Menurut mitologi awal mula kerajaan Gowa diceritakan selaku berikut, mula-mula sebelum kedatangan Tomanurung di suatu wilayah yang nantinya bakal menjadi bagian dari kerajaan Gowa, sudah terbentuk sembilan pemerintahan otonom yang disebut dengan Bate Selapang atau Kasuwiyang Salapang yang merupakan gabungan atau federasi dari suatu kelompok. Kesembilan nama pemerintahan otonom tersebut yaitu Tombolo, Lakiung, Parang-Parang, Data, Agang Jekne, Bissei, Kalling serta Serro. Pada mulanya kesembilan pemerintahan otonom tersebut hidup berdampingan dengan damai, namun seiring dengan berjalannya waktu munculah perselisihan serta persaingan sebab adanya kecenderugnan buat menunjukkan siapa yang lebih perkasa serta siapa yang paling banyak mengadakan ekspansi kedaerah-daerah. Hingga akhirnya sebab dirasakan berdampak buruk pada hubungan yang sudah terjalin lama, maka disepakatilah buat mengatasi perselisihan ini, kesembilan pemerintahan otonom tersebut kemudian sepakat buat memilih seorang menjadi pemimpin di antara mereka. Pemimpin yang bakal memimpin mereka diberi gelar Paccallaya. Setelah adanya Paccalaya yang menjadi pemimpin ditengahtengah mereka pun ternyata tidak membuat rivalitas dalam menunjukkan siapa diantara mereka yang paling hebat berakhir, sebab masing-masing wilayah berambisi buat menjadi ketua Bate Selapang.

Baca Juga


Pada ketika terjadi keributan antara kesembilan daerah tersebut, tersiarlah Kabar kalau di suatu tempat yang bernama Taka Bassia di Bukit Tamalate, muncul seorang putri yang memancarkan cahaya dengan memakai dokoh yang indah. Mendengar adanya Kabar tersebut, Paccallaya serta Bate Salapang bergegas mendatangi tempat itu, alkisah kedua orang tersebut setelah sampai ditujuan tidak mendapati putri tersebut, kemudian mereka melihat sebuah cahaya di bukit Tamalame, mereka kemudian duduk tafakkur mengelilingi cahaya tersebut. Lama-kelamaan, cahaya tersebut menjelma menjadi wanita cantik yang tidak lain yaitu putri yang mereka cari, seorang putri yang tidak diketahui nama serta asal-usulnya.
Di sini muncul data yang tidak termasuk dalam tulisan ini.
PR #2185, opened 2018-09-03
`<SideMenuDrill/> - Add ellipsis, vertically center arrow

### LINKED ISSUE #2106: <SideMenuDrill /> layout breaks on long texts
### Summary:
`<SideMenuDrill />` Arrow position breaks when used with long texts:
screen_shot_2018-08-09_at_09 39 33

### Priority:
- [ ] Blocker
- [ ] Urgent
- [x] Normal
- [ ] Minor

### Blocker:
Design guidelines don't cover situations with long texts and how it should wrap.

hepiyellow:
Fixes #2106


hepiyellow:
@milkyfruit 
Hi Domas,
The SubMenu arrow looks like it is a little bit "up" (not centerred).
Could you try and play with it and see if you can center it?
I coudn't.

milkyfruit:
@hepiyellow vertical alignment fixes when icon's parent `<span />`height is set to 24px:

screen shot 2018-09-03 at 17 48 15

By default it was 27px height for some reason...

milkyfruit:
Another thing, the yellow indicator should also align middle on longer texts:
screen shot 2018-09-03 at 17 53 18

hepiyellow:
@milkyfruit yeah. I didn't understand where that `27px` is coming from.

hepiyellow:
@milkyfruit 
about fixing the badge (pimple), I also thought about it.
But fixing that is a breaking change.
So I think we can wait with that fix until this components gets a new UX spec (as @wuwa mentiond in #2106).

src/SideMenu/DrillView/DrillView.scss
```diff
@@ -26,3 +26,7 @@
   flex-direction: column;
   flex: 1;
 }
+
+:global(.rtl) {
+  direction: rtl;
```
shlomitc: should be set on a specific class and not as a global css rule.
```css
:global(.rtl) {
  .drillViewContainer {
    direction: rtl;
  }
}
```

src/SideMenu/core/navigation/styles.scss
```diff
@@ -155,9 +162,7 @@ $padding-vertical: 14px;
 }
 
 :global(.rtl) {
-  .linkArrow {
-    left: 25px;
-    right: auto;
+  .linkArrow svg {
```
shlomitc: instead of targeting the `svg` - just pass the classname to the icon

PR #2191, opened 2018-09-04
FocusableHOC e2e tests improvement + docs for applying focusable.

mykas:


src/common/Focusable/Readme.md
```diff
@@ -0,0 +1,97 @@
+# `withFocusable`
```
hepiyellow: Rename `Readme.md` to `README.md` (its our convension)

PR #2203, opened 2018-09-05
<Tag/> - align to new definitions

shlomitc:
## What was done:
- move margins from Tag to TagsInput
- fix the remove button styles
- add eyes test
- use up-to-date typography
- fix small and large sizes, margins and padding

## Still missing:
- Tag focus
- Use the Text's Tooltip (can't be used until the `inline` style issue is resolved)


milkyfruit:
@shlomitc one small note: 5.7 Close button's `theme` `close-dark` should be updated as well.
Right now it becomes blue on hover, but it should always remain dark.
[Close button](https://wix-wix-style-react-pr-2203.surge.sh/?selectedKind=5.%20Buttons&selectedStory=5.7%20Close&full=0&addons=0&stories=1&panelRight=0)
[Specs](https://zpl.io/VQqdZ3R)

shlomitc:
@milkyfruit - done.
Could you also take a look? I'm not sure I managed to align the text and the icon correctly there

milkyfruit:
Thanks, @shlomitc the button color looks great now.

I noticed two extra details:

- When `size: small` is set, `padding-right` should be 3px, right now it's 6px
image
For `size:large` it should  remain 6px.

- The close button is shifted off to bottom when is set `size: large`. I noticed that the close button is wrapped with some <a> tag which has a weird `line-height: 26px`,while the button's height should be 24px. Removing it, fixes its vertical positioning.
image

shlomitc:
@milkyfruit - I fixed all the issues but as it was a while ago and I did some changes, I'll be happy for one last review if possible. thanks!

shlomitc:
@milkyfruit - fixed

PR #4787, opened 2020-01-03
<ColorPicker/> - Remove use of WixComponent

EgoziE:
Remove use of WixComponent from `<ColorPicker/>` with a small refactor


src/ColorPicker/ColorPicker.js
```diff
@@ -107,8 +99,16 @@ export default class ColorPicker extends React.PureComponent {
 
     return (
       <div className={css.root} data-hook={dataHook}>
-        <ColorPickerHsb current={current} onChange={this.change} />
-        <ColorPickerHue current={current} onChange={this.change} />
+        <ColorPickerHsb
+          dataHook="color-picker-hsb"
```
TalZa1810: I think that these strings should be added to a `constants` file so that they can be used in both the component and the drivers.

src/ColorPicker/ColorPicker.js
```diff
@@ -107,8 +99,16 @@ export default class ColorPicker extends React.PureComponent {
...
+          current={current}
+          onChange={this.change}
+        />
+        <ColorPickerHue
+          dataHook="color-picker-hue"
```
TalZa1810: same here

src/ColorPicker/ColorPicker.js
EgoziE: done

Issue #4000, opened 2019-08-23
Beta <PopoverMenu/> - deprecate old popover from the storybook


shlomitc:
# ✨ Feature Request
`<PopoverMenu/>`

### 🔦 Scope
old PopoverMenu should be moved from the storybook documentation into the deprecated section.

Also - the new popover should be available through the playground and not just in its page doc.

### 💁 Explanation
Components/PopoverMenu => Deprecated/PopoverMenu

Also, the test file should be moved
Tests/7. Tooltip/ 7.3 PopoverMenu => try to move to visual or just rename to Tests/Deprecated/PopoverMenu

regarding the playground, either create a new `Beta` scope or decide to merge it with the `Components` and create a `Deprecated` scope for old components

mykas:
Fixed

PR #4789, opened 2020-01-04
<PopoverMenu/> - deprecate story

mykas:
This PR is deprecating old PopoverMenu story with a message to use the one from beta section. https://github.com/wix/wix-style-react/issues/4000


simast:
By the way, maybe we can add `PopoverMenu` to Playground's LiveExample `scope={...}` prop? So the new PopoverMenu can be used in playground (this was mentioned in issue #4000).

PR #4790, opened 2020-01-04
Generator- adding constants file

TalZa1810:
1. Adding constants file to the generator and using this in both the component & driver.
2. Moving the stylable to the root div and updating st.css file accordingly.


.wuf/generator/templates/Component/Component.js
```diff
@@ -4,6 +4,7 @@ import PropTypes from 'prop-types';
 import Text from '../Text';
 import Button from '../Button';
 import styles from './{%ComponentName%}.st.css';
+import { dataHooks } from './constants';
```
EgoziE: How about:
```
import { dataHooks } from './{%ComponentName%}.const';
```

What do you think is better name?

TalZa1810: We talked about it in our last `design system` meeting and have decided to leave this as `constants` file. Btw, most constants file in the library are named as `constants`.

.wuf/generator/templates/Component/constants.js
```diff
@@ -0,0 +1,6 @@
+
+
+export const dataHooks = {
```
simast: Just a tiny observation regarding enum naming in general. In TypeScript `enum`s are both types and values. So if you have a component accepting a prop that should be an enum value - you will type it using the same enum. For example:

```ts
interface Props {
  size: Size;
}
```

That's why I personally like naming enums using PascalCase and not using plural forms. Otherwise the enum-like constants will look odd if we ever migrate to TypeScript and will need additional renaming then.

TalZa1810: As far as I know, currently `dataHooks` are named as camal case in most of the components `constants` files . I think that if we decide to change it in the generator to `DataHooks`, we should create another PR to align all the components constants to look the same. 
WDYT?

simast: Yep, just noticed that most components use `dataHooks` naming, so let's keep it this way for consistency.

TalZa1810: ok, so can I merge this?

Issue #4707, opened 2019-12-15
<Accordion> - Doesn't collapse when clicking on an item


b3llash:
# 🐛 Bug Report

### 🏗 Relevant Components
`<Accordion>`

### 😯 Current Behavior
When collapsed, clicking anywhere on the item makes it expand.
When expanded, the item itself is inactive and the user must click on the icon to collapse.
[GIF](https://i.gyazo.com/8f45bbbbbc255199360916236949172c.gif)

### 🤔 Expected Behavior
Clicking anywhere on the item should expand/collapse.

  - **WSR version**: `7.22.0`

### 👀 Severity
Major

@tzabarc @BnayaZil

argshook:
Hello, @b3llash this is actually intended behaviour according to spec.

![2019-12-16-104436_screenshot](https://user-images.githubusercontent.com/4284659/70892039-10f08900-1ff1-11ea-94c2-dd0a61cb44dd.png)

but perhaps it's not a good behaviour and should be revisited. @LittleTal please advise

LittleTal:
Updated Zeplin spec
Open item should have Shadow30
and there is a divider at the bottom of the item's content area 

![image](https://user-images.githubusercontent.com/23282301/71369662-2139d280-25b4-11ea-9e64-8a16957b29e2.png)

Issue #4715, opened 2019-12-17
<Accordion /> missing divider 


LittleTal:
# 🐛 Bug Report

### 🏗 Relevant Components
`<Accordion />`

...

### 😯 Current Behavior
After selecting an item title, there is no divider between the content and the next item title.
Instead, the divider appears only at the bottom of the open item's title

![image](https://user-images.githubusercontent.com/23282301/70976679-10212b00-20b5-11ea-9677-9f40c5306d44.png)

While hovering the second item the bg from the first item is merged with the hover of the next item : 

![image](https://user-images.githubusercontent.com/23282301/70976722-24652800-20b5-11ea-802d-2dbcee878ee0.png)

...

### 🤔 Expected Behavior
Divider should appear also at the end of the content area when item is open:

![image](https://user-images.githubusercontent.com/23282301/71076015-b04a8300-218d-11ea-9188-dac7bd5b62eb.png)

On hover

Oleh sebab itu, mereka akhirnya sepakat buat menyebutnya dengan Tomanurung. Lalu, Paccallaya bersama Bate Salapang mengatakan pada Tomanurung tersebut, “kami semua datang kemari buat mengangkat engkau menjadi raja kami, sudilah engkau menetap di negeri kami serta sombaku lah yang merajai kami”. Oleh Tomanurung permohonan mereka dikabulkan, Paccallaya bangkit serta berseru, “Sombai Karaeng Nu To Gowa” yang artinya kurang lebih yaitu sembahlah rajamu wahai orang-orang Gowa.

Bukan lama kemudian datanglah dua orang pemuda yang bernama Karaeng Bayo serta Laki Padada, masing-masing membawa sebilah kelewang. Paccallaya serta kasuwiyang yang masih bersama Tomanurung kemudian mengutarakan maksud serta tujuan mereka dengan memperkenalkan kedua pemuda tersebut, yaitu agar Karaeng Bayo serta Tomanurung dapat dinikahkan dengan harapan keturunan mereka bisa melanjutkan pemerintahan kerajaan Gowa. Kemudian semua pihak di situ membuat suatu ikrar yang pada intinya mengatur tentang hak, wewenang serta kewajiban orang yang memerintah serta diperintah. Ketentuan tersebut berjalan hingga ketika Tomanurung serta Karaeng Bayo menghilang, yaitu pada ketika Tumassalangga Baraya lahir. Tumassalangga Baraya yaitu anak tunggal dari Tomanurung serta Karaeng Bayo.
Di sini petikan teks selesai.